Task requirements: Find the word "models" in the records and copy every line where it occurs.

Data to use:
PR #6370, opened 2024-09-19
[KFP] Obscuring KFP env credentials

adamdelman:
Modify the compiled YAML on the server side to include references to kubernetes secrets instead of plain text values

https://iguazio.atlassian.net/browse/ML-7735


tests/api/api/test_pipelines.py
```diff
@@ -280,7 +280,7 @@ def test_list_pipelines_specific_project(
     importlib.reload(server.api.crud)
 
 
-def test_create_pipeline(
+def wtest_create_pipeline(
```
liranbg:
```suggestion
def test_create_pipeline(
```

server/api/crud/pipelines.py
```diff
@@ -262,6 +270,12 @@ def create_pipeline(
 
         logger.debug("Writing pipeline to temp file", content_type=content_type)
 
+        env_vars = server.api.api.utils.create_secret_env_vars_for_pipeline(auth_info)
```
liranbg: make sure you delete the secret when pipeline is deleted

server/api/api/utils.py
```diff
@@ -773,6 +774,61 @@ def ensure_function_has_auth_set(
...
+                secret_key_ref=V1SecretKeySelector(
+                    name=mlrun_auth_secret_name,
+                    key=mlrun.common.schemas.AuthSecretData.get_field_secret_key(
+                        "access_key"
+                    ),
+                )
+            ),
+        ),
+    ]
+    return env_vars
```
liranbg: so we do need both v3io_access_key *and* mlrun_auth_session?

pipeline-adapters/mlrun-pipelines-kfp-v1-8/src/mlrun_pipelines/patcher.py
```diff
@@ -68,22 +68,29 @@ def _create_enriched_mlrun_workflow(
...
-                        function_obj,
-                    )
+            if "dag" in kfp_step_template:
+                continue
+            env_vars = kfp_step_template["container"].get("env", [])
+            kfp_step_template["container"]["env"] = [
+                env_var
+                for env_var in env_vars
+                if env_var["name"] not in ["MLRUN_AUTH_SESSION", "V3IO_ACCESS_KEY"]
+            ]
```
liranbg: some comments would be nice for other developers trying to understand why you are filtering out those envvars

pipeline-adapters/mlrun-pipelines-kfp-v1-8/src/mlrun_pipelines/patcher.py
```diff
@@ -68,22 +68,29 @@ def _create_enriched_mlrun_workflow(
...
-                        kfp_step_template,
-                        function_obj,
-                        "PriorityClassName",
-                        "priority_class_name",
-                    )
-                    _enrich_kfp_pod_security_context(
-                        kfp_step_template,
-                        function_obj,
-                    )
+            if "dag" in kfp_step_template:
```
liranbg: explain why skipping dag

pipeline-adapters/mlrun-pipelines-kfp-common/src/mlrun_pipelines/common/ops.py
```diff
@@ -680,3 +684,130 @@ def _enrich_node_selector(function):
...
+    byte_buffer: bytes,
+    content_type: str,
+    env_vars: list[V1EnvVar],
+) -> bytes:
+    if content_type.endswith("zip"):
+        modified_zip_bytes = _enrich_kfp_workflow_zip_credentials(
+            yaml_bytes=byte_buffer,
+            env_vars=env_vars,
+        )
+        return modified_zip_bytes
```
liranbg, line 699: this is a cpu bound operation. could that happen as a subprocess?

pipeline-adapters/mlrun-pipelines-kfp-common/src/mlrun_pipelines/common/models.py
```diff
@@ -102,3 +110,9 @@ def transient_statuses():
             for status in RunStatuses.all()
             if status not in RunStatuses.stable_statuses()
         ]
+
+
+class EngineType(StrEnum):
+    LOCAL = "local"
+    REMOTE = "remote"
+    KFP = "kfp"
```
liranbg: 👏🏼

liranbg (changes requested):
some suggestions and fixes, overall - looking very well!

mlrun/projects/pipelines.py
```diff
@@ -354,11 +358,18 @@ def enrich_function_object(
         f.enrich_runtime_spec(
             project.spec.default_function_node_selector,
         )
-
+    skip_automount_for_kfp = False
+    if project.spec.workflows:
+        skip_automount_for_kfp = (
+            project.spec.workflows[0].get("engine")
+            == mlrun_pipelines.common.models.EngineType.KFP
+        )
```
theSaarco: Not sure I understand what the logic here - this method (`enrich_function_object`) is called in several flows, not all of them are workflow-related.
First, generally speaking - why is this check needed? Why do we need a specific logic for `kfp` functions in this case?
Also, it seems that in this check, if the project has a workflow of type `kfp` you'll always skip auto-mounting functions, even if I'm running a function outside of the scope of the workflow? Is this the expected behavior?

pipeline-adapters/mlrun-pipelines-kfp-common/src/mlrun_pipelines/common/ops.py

Exercise solution:
pipeline-adapters/mlrun-pipelines-kfp-common/src/mlrun_pipelines/common/models.py
+            == mlrun_pipelines.common.models.EngineType.KFP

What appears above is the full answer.